I wanted two boards...a small one for quick tasks and a larger board that I could use when I wanted to do larger prep. The larger board could also double as a large board that I could cut and serve on as a nice center piece at the table. I gave the specs and dimensions I was looking for and he quoted me about a 3 week time frame to make them. That was fine with me as I was in no hurry and that seemed completely reasonable as it is a side business. 

The larger of my boards is 20.5" x 16.5" x 1.75". The board is actually about 1 7/8" thick which is a bonus. I had told him on the phone that I wanted the larger board at least 1 3/4" thick. It is right at 1 7/8" thick. The second smaller board (with the Cubs logo) was ordered to be 10" x 10" x 1.5" (again, just wanted it to be at least 1.5" thick and it was actually right at 1 7/8" as well). The cubs board that I had seen on ebay was round and used purple heart for the outer ring, but I thought purple heart was a little hard and I wanted a square board. So, he suggested using walnut in place of the purple heart, and that sounded good to me.

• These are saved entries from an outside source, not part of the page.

Issue #426, opened 2016-02-12
Fix USB autosuspend bug in MK2


stieg:
Turns out that there is a bug in the autosuspend feature of the USB stack on MK2.  If the units USB gets put into suspend mode it will cause the unit to never recover.  This makes the device unusable until you unplug and re-plug the USB cord.

On Linux systems you can work around the issue by pasting the following udev rule into `/etc/udev/rules.d/99-asl-rcp-mk2.rules`

```
SUBSYSTEM=="usb", ACTION=="add", ATTRS{idVendor}=="16d0", ATTRS{idProduct}=="07f1", ATTRS{version}==" 2.00", ATTR{power/autosuspend}="-1"
```

That will cause sysfs to never put the device into autosuspend mode, thus side-stepping the issue.  This ticket tracks fixing the USB code so we can work with USB autosuspend.

PR #458, opened 2016-02-29
Remove de-init code in USB driver when USB gets suspended

stieg:
This causes the device to never return to an awake state when the
USB subsustem goes into sleep mode.  The simple fix here is to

The larger board is walnut and maple. The Cubs board is maple with a walnut outer ring and the "Cubs" in cherry. 

Guys, these boards are NICE! Granted, all things are relative, and I don't have any other nice boards to compare them with, but I don't see them being much nicer. I made the comment after I received them that I didn't want to cut on them because I didn't want to scar them up, lol. He assured me they would hold up just fine and would gave me plenty of years of service, so I'm going to put that to the test. 

The only thing I did when I received them was give them a nice coat of Howard's Butcher Block Conditioner (which I believe is a blend of mineral oil and beeswax) that I picked up from Lowes. I have cut on them a few times and all seems to be going well. 

Here are some pics and his contact info. I will say, his website is a little wonky (which he said as much to me when I was on the phone with him as I noticed the paypal link did something weird...wasn't a big concern for me as I just gave him a call using the number on his website). I've also emailed and texted him and he's always gotten back to me promptly through whatever form of contact I used.

CONTACT INFO FOR JOSH - Delta Wood Products
http://www.deltawoodproducts.com
https://p.facebook.com/deltawoodproductsdotcom/
[email protected]
706-979-4679

The last thing I wanted to say was (and if you've priced these kind of boards from other places you'll know why this is important) these two boards together were $270 shipped. So, I got two beautiful custom boards at a great price, all while being able to deal with the man who made them directly...yes please! That's my kind of business. Check him out or give him a ring if you are in the market for a board.


----------



## daveb (Feb 28, 2019)

I saw your other post and now the Cubs cutting board. I gotta ask, are you "that" umpire?


----------